WORK ORDER – For each line below that contains the string "were", copy that line.

*** Opening of RECORDS SHOWN ***

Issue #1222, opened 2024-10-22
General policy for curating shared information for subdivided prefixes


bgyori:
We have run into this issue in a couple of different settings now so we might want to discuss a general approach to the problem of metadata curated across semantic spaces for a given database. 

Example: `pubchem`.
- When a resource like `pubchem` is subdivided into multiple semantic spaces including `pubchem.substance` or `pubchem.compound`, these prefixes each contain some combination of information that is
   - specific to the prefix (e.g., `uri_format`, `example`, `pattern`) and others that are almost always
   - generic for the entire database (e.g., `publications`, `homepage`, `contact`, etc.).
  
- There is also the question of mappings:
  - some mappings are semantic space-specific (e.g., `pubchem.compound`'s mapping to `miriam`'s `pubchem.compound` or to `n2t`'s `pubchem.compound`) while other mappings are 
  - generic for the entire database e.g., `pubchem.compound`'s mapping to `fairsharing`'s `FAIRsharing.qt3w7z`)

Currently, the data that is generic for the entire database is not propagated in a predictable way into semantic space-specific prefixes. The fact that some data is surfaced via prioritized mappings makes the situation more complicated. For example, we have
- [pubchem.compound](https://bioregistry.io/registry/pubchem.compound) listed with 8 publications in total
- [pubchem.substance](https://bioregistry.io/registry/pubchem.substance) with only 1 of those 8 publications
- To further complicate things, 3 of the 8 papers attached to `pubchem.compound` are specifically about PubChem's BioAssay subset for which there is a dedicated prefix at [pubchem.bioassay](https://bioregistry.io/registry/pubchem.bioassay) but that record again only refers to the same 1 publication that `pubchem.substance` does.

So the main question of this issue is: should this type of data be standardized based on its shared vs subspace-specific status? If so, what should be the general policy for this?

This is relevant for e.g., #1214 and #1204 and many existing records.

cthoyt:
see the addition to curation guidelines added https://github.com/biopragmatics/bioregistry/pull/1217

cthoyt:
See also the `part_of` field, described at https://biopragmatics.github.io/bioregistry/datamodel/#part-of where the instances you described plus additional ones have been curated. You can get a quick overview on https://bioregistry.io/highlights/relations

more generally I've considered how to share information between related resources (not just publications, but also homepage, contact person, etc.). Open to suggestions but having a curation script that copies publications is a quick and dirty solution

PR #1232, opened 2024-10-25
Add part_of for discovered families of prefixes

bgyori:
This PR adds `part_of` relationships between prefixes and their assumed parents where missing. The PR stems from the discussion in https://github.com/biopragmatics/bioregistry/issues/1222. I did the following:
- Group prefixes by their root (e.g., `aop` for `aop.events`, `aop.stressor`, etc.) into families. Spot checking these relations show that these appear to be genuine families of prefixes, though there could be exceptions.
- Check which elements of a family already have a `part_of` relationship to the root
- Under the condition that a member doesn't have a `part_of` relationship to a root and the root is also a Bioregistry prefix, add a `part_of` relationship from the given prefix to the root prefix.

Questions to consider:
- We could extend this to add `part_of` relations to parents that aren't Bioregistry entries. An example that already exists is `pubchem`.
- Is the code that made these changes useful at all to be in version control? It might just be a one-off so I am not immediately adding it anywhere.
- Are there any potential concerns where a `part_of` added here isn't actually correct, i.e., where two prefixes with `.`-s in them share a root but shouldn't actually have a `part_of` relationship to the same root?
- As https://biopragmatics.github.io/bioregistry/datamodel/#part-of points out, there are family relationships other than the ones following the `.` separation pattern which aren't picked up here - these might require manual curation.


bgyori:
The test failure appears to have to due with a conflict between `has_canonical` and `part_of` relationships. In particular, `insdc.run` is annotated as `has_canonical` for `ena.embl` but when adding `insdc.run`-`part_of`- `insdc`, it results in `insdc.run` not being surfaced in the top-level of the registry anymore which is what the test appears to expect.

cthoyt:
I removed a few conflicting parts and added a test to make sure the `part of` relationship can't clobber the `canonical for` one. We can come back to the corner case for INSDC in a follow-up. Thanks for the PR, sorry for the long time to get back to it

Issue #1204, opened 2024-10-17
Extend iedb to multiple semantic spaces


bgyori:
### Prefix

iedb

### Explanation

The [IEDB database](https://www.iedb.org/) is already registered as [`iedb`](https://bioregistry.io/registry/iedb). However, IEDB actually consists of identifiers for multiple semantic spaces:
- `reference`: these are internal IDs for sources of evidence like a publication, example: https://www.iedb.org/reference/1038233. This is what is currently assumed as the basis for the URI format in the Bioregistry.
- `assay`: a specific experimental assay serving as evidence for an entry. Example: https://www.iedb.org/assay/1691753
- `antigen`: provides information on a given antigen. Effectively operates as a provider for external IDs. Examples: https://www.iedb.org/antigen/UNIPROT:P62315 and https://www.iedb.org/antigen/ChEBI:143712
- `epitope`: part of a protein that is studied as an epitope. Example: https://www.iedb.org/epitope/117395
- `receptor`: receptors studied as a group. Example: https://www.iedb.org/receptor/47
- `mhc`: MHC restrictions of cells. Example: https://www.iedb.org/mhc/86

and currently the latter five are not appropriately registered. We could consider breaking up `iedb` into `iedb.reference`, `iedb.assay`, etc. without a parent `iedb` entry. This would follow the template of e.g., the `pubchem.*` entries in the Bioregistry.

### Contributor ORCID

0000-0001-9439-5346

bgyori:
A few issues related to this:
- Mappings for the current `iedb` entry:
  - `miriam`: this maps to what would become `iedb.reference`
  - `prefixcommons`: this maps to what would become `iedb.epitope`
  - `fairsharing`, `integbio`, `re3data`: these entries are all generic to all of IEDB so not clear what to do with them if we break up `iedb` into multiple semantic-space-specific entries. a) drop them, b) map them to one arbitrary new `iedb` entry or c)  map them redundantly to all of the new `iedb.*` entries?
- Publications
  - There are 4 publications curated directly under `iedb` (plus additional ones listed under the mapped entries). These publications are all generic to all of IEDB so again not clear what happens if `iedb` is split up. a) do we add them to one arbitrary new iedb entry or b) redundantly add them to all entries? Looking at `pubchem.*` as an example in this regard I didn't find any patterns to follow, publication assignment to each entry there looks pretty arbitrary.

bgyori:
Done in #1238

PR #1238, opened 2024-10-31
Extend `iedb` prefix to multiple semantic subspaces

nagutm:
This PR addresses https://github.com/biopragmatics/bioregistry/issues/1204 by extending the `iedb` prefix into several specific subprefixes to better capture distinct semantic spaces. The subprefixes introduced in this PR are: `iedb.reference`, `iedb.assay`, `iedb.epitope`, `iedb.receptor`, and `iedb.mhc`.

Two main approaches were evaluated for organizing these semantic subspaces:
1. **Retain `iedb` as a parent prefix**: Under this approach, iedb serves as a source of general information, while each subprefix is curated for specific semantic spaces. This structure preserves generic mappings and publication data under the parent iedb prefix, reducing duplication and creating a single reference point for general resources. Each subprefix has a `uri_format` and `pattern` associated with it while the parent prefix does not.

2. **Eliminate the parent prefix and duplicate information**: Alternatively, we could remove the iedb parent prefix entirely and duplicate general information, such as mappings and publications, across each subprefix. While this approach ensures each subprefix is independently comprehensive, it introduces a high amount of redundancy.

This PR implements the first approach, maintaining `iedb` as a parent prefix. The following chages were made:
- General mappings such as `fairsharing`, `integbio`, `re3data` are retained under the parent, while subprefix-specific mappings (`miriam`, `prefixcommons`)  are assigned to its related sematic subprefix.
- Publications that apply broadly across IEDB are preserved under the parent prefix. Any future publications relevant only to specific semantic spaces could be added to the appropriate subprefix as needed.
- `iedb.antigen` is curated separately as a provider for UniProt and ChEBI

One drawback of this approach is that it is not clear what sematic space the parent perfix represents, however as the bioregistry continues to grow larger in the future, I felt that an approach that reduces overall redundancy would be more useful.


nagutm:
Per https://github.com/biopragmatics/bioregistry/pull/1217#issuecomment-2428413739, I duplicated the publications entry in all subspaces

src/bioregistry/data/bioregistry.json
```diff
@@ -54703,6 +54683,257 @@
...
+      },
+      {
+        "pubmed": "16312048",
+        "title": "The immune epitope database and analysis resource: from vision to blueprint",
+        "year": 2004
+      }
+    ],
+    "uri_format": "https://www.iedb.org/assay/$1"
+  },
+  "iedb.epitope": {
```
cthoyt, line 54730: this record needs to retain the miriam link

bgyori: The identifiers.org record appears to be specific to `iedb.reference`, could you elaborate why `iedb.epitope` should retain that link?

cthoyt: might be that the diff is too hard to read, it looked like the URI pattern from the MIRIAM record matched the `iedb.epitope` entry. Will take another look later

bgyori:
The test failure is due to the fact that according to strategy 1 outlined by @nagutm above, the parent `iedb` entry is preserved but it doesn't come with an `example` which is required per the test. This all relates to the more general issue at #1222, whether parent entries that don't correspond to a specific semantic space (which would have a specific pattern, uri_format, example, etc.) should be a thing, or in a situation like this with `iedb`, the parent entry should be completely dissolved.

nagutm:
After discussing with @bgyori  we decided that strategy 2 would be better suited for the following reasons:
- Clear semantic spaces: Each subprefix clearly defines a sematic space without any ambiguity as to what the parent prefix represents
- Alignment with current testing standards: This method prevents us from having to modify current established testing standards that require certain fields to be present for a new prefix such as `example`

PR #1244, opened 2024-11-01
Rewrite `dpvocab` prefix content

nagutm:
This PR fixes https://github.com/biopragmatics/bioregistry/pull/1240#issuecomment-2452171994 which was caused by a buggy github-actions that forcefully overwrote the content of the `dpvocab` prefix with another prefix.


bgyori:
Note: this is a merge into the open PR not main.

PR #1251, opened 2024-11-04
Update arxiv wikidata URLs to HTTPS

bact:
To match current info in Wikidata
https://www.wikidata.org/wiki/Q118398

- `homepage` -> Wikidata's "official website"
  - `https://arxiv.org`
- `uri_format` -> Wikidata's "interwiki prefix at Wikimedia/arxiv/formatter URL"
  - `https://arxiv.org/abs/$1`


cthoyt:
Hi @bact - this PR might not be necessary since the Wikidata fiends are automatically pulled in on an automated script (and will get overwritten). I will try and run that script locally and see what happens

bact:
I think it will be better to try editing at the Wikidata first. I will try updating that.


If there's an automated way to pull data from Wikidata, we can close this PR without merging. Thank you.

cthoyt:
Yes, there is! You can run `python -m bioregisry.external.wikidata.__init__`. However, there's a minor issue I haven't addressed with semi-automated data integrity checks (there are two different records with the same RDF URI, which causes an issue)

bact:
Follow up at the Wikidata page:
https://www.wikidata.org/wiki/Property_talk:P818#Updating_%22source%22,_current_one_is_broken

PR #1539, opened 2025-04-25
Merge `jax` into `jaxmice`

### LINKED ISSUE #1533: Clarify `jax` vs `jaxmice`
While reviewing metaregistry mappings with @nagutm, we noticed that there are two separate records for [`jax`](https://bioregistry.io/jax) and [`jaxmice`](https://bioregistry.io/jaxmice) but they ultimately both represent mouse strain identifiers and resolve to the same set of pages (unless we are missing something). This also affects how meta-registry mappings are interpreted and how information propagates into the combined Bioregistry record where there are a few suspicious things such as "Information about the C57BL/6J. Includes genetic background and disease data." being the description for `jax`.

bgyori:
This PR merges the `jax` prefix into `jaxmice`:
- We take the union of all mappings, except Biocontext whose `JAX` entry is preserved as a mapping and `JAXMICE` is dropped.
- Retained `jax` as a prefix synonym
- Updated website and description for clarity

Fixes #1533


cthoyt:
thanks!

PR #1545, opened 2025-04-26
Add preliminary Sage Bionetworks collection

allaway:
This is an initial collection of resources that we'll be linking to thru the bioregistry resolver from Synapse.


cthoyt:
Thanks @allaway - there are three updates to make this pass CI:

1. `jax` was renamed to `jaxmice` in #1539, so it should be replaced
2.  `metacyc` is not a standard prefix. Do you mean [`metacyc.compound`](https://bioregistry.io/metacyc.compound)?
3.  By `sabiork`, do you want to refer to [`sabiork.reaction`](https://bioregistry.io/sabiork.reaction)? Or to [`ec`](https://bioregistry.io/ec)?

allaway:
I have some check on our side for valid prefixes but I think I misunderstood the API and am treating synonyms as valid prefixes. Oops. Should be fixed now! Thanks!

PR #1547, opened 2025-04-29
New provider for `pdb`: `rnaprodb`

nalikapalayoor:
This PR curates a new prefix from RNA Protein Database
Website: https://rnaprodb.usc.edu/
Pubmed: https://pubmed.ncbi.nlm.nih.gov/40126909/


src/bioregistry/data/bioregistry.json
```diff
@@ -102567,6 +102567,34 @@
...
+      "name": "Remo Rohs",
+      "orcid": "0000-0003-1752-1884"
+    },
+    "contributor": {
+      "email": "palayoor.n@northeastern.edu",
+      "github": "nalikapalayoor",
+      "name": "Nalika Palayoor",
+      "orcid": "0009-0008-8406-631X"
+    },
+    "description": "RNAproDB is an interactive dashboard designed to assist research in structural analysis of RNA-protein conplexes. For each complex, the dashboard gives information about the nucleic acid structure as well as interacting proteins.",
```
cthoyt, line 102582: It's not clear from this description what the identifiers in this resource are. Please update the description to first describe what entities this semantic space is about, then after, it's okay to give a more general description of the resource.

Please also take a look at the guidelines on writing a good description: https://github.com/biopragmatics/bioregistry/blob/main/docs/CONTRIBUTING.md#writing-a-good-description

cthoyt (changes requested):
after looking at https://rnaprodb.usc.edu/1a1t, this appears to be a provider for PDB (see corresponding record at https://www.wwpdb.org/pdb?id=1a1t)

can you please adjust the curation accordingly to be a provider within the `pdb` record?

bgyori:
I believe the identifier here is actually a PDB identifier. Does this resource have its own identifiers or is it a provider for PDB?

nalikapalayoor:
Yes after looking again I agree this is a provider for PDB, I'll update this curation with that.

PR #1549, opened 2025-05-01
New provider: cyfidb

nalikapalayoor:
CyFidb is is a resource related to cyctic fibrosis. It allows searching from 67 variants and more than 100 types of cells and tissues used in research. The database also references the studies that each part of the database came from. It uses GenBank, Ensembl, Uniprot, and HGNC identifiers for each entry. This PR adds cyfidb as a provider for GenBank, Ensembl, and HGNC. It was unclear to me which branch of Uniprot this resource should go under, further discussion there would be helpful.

*** Close of RECORDS SHOWN ***

SOLVED PROBLEM –
Two main approaches were evaluated for organizing these semantic subspaces:
This PR implements the first approach, maintaining `iedb` as a parent prefix. The following chages were made:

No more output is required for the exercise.